PR #461, opened 2023-01-13
feat(serverless-contracts): get mock handler event feature

### LINKED ISSUE #376: Build test events generators for Serverless contracts
I was thinking, wouldn't it be great to expose a serverless-contracts feature called `buildTestEvent` to bring even more type-safety to tests?

It could be used like:
```
// handler.test.ts

const { event, context, callback } = buildHandlerTestEvent(myContract)({
    // type-safe values from the contract...
});

const result = await main(event, context, callback);

expect(result.xxxx).toBe('yyyy') // whatever assertion on the result

```

Therefore we would remove the need to directly instantiate `getAPIGatewayV2EventRequestContextMock` or other mock builders. This function would directly populate the event context in the test event.

WDYT?

_Originally posted by @fargito in https://github.com/swarmion/swarmion/pull/295#issuecomment-1334977137_

Sc0ra:
Fix #376

### DIFF
--- a/packages/serverless-contracts/src/contracts/apiGateway/features/mockHandlerInput.ts
+++ b/packages/serverless-contracts/src/contracts/apiGateway/features/mockHandlerInput.ts
@@ -1,0 +1,101 @@
+import { Context } from 'aws-lambda';
+import { JSONSchemaFaker, Schema } from 'json-schema-faker';
+import merge from 'lodash/merge';
+import seedrandom from 'seedrandom';
+
+import {
+  getAPIGatewayEventRequestContextMock,
+  getAPIGatewayV2EventRequestContextMock,
+} from '@swarmion/serverless-helpers';
+
+import { GenericApiGatewayContract } from '../apiGatewayContract';
+import {
+  ApiGatewayEvent,
+  BodyType,
+  CustomRequestContextType,
+  HandlerCallback,
+  HandlerEventType,
+  HeadersType,
+  PathParametersType,
+  QueryStringParametersType,
+} from '../types';
+import {
+  ApiGatewayAuthorizerType,
+  ApiGatewayIntegrationType,
+} from '../types/constants';
+import { getHandlerContextMock } from '../utils/mockHandlerContext';
+
+let seed = 'MySuperSwarmionSeed';
+
+export const setMockHandlerInputSeed = (inputSeed: string): void => {
+  seed = inputSeed;
+};
+
+export const getMockHandlerInput = <
+  Contract extends GenericApiGatewayContract,
+  IntegrationType extends ApiGatewayIntegrationType = Contract['integrationType'],
+  AuthorizerType extends ApiGatewayAuthorizerType = Contract['authorizerType'],
+  AdditionalArgs extends unknown[] = never[],
+  CustomEvent = HandlerEventType<
+    IntegrationType,
+    AuthorizerType,
+    PathParametersType<Contract>,
+    QueryStringParametersType<Contract>,
+    HeadersType<Contract>,
+    CustomRequestContextType<Contract>,
+    BodyType<Contract>
+  >,
+  Event = ApiGatewayEvent<IntegrationType, AuthorizerType>,
+  Callback = HandlerCallback<IntegrationType>,
+>(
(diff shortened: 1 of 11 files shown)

• [WHAT YOU ARE ASKED TO DO]:
Nothing should be left out: return all of the records exactly.

• [YOUR SOLUTION]:
PR #461, opened 2023-01-13
feat(serverless-contracts): get mock handler event feature

### LINKED ISSUE #376: Build test events generators for Serverless contracts
I was thinking, wouldn't it be great to expose a serverless-contracts feature called `buildTestEvent` to bring even more type-safety to tests?

It could be used like:
```
// handler.test.ts

const { event, context, callback } = buildHandlerTestEvent(myContract)({
    // type-safe values from the contract...
});

const result = await main(event, context, callback);

expect(result.xxxx).toBe('yyyy') // whatever assertion on the result

```

Therefore we would remove the need to directly instantiate `getAPIGatewayV2EventRequestContextMock` or other mock builders. This function would directly populate the event context in the test event.

WDYT?

_Originally posted by @fargito in https://github.com/swarmion/swarmion/pull/295#issuecomment-1334977137_

Sc0ra:
Fix #376

### DIFF
--- a/packages/serverless-contracts/src/contracts/apiGateway/features/mockHandlerInput.ts
+++ b/packages/serverless-contracts/src/contracts/apiGateway/features/mockHandlerInput.ts
@@ -1,0 +1,101 @@
+import { Context } from 'aws-lambda';
+import { JSONSchemaFaker, Schema } from 'json-schema-faker';
+import merge from 'lodash/merge';
+import seedrandom from 'seedrandom';
+
+import {
+  getAPIGatewayEventRequestContextMock,
+  getAPIGatewayV2EventRequestContextMock,
+} from '@swarmion/serverless-helpers';
+
+import { GenericApiGatewayContract } from '../apiGatewayContract';
+import {
+  ApiGatewayEvent,
+  BodyType,
+  CustomRequestContextType,
+  HandlerCallback,
+  HandlerEventType,
+  HeadersType,
+  PathParametersType,
+  QueryStringParametersType,
+} from '../types';
+import {
+  ApiGatewayAuthorizerType,
+  ApiGatewayIntegrationType,
+} from '../types/constants';
+import { getHandlerContextMock } from '../utils/mockHandlerContext';
+
+let seed = 'MySuperSwarmionSeed';
+
+export const setMockHandlerInputSeed = (inputSeed: string): void => {
+  seed = inputSeed;
+};
+
+export const getMockHandlerInput = <
+  Contract extends GenericApiGatewayContract,
+  IntegrationType extends ApiGatewayIntegrationType = Contract['integrationType'],
+  AuthorizerType extends ApiGatewayAuthorizerType = Contract['authorizerType'],
+  AdditionalArgs extends unknown[] = never[],
+  CustomEvent = HandlerEventType<
+    IntegrationType,
+    AuthorizerType,
+    PathParametersType<Contract>,
+    QueryStringParametersType<Contract>,
+    HeadersType<Contract>,
+    CustomRequestContextType<Contract>,
+    BodyType<Contract>
+  >,
+  Event = ApiGatewayEvent<IntegrationType, AuthorizerType>,
+  Callback = HandlerCallback<IntegrationType>,
+>(
(diff shortened: 1 of 11 files shown)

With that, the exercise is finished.